WHAT TO DO =
Scan the listing below for lines with the word "constraint". Report how many there are, as a number alone.

DATA SHOWN =
PR #2669, opened 2026-08-10
Fix/primary email integrity

Rutvikrj26:
This pull request addresses several issues related to the management and integrity of users' associated email addresses, particularly focusing on ensuring that each user always has a single, valid primary email. It introduces a new database constraint, migration, and logic updates to maintain this invariant, and fixes potential edge cases where users could be left without a primary email. Additionally, it includes a minor CSS update.

**Email integrity and primary email handling:**

* Added a partial unique constraint to the `AssociatedEmail` model to enforce that each user can have at most one primary associated email (`is_primary_email=True`). This is implemented both in the model definition and as a database migration. [[1]](diffhunk://#diff-e8178036221677f622720aa70ad8b6c37dcc82973d7901f556132b09bc540366R582-R588) [[2]](diffhunk://#diff-38665c983b1b6be9442b01ae97a94d65d5a453dbfce10206b337be4a68bb8400R1-R49)
* Introduced a data migration (`0072_primary_email_integrity.py`) that repairs users missing a primary associated email by promoting an appropriate associated email or realigning the user's main email field if needed.
* Refactored the logic for updating a user's primary email to use an atomic transaction, ensuring that demotion and promotion of primary emails is safe and respects the new unique constraint.
* Updated the method for retrieving a user's primary email to gracefully handle cases where the invariant is broken, logging an error and falling back to the user's main email if necessary.

**Account and email purging:**

* Modified the account purging command to avoid deleting unverified primary emails by filtering out primary emails from deletion, preventing users from being left without a primary email.

### DIFF
--- a/physionet-django/static/custom/css/style.css
+++ b/physionet-django/static/custom/css/style.css
@@ -336,6 +336,8 @@ body .main {
   border-radius: 0.5rem;
   position: absolute;
   top: var(--nav-height);
+  /* anchor() needs the invoker as anchor; position-anchor's initial value no longer opts in implicitly */
+  position-anchor: auto;
   left: anchor(left);
   background-color: white;
   padding: 0.75rem;
--- a/physionet-django/user/management/commands/purgeaccounts.py
+++ b/physionet-django/user/management/commands/purgeaccounts.py
@@ -32,7 +32,8 @@ class Command(BaseCommand):
         LOGGER.info("Total accounts removed {}".format(len(deleted)))
 
         associated_email_list = AssociatedEmail.objects.filter(
-            is_verified=False, added_date__lt=limit, user__is_active=True)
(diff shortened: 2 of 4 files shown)


bemoody:
Thanks.  I think that the better long-term solution is to remove the User.email field, but a data migration is a good immediate fix.

I think we need to see, with a specific anonymized example, what the database looks like on your side.  We may not know exactly how the database got into that state, but we want to know that this migration will fix the issue and won't break anything.

PhysioNet requires a way to contact people, so the system *shouldn't* be allowing a user to become active (User.is_active = true) without having a verified email address (AssociatedEmail.is_verified = true).  We also shouldn't be allowing people to set their primary email address to one that isn't verified, or to delete an email address that is primary.  I'm a little puzzled that your code isn't doing anything with is_verified.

OUTPUT BELOW =
3